* **Problem description**
The reply should consist of one number, which is how many lines in the material below contain "while".

* **Data**

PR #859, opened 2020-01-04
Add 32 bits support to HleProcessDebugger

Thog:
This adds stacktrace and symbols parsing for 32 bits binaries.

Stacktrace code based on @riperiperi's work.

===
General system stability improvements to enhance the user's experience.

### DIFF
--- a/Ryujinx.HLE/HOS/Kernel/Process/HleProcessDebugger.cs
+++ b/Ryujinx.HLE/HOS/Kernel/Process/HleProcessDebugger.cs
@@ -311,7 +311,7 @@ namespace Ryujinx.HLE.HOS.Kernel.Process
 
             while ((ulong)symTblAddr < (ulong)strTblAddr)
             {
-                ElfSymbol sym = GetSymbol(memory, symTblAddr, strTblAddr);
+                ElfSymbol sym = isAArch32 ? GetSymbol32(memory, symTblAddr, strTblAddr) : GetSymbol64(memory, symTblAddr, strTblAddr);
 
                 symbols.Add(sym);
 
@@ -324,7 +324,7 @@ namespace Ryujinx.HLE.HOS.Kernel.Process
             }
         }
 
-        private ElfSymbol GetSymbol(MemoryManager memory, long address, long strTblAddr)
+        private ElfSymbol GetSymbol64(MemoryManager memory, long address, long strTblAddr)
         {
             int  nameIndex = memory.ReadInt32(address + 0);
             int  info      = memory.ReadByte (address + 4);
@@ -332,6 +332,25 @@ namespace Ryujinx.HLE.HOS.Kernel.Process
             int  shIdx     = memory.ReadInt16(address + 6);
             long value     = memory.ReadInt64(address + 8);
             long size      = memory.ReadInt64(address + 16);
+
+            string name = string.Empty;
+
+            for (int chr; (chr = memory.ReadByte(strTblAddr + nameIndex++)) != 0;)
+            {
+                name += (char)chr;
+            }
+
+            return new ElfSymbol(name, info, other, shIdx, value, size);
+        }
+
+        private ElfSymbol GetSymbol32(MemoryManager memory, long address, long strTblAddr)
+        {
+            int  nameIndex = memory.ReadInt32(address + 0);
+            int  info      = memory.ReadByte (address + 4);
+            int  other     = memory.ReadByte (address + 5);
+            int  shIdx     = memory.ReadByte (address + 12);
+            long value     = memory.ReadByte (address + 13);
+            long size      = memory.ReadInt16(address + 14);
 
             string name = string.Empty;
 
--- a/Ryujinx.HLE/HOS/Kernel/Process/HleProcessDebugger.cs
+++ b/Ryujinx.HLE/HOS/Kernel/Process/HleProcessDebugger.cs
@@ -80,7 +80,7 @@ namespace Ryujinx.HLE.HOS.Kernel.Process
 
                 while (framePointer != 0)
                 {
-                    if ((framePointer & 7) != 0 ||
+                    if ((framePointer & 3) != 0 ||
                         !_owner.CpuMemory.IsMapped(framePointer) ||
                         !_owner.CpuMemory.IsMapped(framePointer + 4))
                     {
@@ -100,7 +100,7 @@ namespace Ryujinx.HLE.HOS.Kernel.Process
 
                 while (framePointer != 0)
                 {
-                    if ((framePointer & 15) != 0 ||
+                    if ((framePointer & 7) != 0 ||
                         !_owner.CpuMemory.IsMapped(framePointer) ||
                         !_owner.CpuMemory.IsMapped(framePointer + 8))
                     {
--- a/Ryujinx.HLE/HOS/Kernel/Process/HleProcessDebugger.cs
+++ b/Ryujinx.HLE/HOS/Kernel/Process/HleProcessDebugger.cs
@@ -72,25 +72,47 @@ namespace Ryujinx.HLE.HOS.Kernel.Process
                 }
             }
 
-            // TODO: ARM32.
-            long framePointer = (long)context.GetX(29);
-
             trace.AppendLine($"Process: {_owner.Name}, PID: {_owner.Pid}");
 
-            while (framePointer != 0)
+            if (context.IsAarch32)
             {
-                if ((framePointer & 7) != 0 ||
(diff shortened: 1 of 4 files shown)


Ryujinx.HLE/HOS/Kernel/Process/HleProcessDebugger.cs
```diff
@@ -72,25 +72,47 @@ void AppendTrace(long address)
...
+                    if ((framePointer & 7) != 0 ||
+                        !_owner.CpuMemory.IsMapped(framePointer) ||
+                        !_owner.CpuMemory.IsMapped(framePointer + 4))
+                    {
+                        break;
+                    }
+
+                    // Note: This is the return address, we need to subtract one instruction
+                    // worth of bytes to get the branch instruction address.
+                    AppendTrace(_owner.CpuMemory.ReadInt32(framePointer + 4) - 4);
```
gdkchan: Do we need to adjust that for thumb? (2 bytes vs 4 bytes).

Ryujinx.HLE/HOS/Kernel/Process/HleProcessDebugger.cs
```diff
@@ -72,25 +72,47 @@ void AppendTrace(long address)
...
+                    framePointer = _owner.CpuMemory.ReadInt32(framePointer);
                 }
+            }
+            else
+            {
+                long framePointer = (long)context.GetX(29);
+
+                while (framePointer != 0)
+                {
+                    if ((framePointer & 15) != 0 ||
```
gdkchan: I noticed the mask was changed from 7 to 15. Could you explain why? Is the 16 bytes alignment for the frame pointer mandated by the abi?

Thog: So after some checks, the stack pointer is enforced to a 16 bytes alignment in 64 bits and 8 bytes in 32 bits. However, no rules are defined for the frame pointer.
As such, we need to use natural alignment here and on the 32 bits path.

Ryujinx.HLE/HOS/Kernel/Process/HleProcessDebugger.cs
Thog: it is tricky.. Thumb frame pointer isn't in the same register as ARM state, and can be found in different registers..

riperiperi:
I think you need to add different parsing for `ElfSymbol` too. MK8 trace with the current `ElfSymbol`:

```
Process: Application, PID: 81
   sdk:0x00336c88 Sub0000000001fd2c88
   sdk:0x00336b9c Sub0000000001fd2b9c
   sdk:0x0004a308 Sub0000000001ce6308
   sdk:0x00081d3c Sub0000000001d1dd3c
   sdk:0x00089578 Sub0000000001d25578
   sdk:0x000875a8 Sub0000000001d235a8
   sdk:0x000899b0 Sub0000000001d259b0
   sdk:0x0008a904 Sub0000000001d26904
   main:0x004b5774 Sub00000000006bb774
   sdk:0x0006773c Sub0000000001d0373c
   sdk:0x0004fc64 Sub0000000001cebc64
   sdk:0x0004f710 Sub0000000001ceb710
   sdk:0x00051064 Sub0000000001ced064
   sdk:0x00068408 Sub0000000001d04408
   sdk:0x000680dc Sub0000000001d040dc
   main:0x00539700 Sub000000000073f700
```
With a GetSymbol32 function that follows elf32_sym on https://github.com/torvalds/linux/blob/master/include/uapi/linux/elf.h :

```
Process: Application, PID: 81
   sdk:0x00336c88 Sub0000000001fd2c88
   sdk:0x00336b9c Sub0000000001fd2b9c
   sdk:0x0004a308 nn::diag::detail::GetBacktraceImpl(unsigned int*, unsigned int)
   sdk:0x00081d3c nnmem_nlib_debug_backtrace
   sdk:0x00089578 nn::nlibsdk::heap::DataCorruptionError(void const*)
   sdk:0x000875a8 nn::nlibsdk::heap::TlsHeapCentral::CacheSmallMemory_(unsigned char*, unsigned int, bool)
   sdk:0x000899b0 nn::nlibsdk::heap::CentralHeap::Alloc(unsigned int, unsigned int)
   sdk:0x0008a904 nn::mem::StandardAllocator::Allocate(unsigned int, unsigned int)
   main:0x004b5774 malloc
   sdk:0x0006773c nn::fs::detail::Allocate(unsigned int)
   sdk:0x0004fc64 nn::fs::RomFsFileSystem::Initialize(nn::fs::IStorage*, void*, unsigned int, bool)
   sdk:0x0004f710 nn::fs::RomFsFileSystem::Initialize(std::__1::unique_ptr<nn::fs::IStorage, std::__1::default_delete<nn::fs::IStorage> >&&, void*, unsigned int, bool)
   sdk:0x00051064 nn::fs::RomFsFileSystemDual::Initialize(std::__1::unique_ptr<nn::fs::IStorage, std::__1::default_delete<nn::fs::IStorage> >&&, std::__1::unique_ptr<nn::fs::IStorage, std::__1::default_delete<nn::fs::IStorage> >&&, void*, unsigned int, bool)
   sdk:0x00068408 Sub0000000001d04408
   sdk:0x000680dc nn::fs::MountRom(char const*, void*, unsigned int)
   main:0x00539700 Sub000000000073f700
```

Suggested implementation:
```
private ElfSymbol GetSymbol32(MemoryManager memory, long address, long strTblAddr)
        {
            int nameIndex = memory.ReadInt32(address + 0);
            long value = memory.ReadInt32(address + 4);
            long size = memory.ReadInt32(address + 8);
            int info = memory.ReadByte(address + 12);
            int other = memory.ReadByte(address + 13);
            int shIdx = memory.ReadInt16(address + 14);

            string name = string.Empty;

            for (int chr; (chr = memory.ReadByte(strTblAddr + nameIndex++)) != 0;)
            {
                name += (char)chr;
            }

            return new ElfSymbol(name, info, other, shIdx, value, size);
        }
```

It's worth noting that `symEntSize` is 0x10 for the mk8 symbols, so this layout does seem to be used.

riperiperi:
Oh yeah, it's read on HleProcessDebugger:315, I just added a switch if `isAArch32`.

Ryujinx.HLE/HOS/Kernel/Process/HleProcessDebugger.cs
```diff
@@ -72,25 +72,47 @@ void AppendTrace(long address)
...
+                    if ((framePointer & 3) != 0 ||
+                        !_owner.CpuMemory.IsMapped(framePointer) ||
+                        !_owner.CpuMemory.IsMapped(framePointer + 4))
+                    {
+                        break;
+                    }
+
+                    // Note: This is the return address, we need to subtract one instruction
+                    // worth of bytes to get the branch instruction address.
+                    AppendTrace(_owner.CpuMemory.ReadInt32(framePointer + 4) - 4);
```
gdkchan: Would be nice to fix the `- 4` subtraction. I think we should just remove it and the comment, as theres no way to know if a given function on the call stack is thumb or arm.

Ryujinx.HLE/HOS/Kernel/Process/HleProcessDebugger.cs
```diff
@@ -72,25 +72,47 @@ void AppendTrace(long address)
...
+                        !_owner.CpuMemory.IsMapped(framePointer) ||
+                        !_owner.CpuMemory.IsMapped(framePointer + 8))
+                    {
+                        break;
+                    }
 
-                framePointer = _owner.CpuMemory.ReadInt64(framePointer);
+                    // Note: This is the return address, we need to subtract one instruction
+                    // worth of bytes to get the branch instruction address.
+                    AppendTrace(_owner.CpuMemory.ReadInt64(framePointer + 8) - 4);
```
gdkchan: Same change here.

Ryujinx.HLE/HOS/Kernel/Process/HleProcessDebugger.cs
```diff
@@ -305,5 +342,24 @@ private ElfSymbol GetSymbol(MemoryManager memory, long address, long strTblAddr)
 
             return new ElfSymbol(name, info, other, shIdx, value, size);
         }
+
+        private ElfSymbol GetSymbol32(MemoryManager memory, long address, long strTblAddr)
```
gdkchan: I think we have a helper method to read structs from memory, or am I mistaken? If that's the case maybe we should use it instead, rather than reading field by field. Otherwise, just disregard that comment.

* **Answer section**
5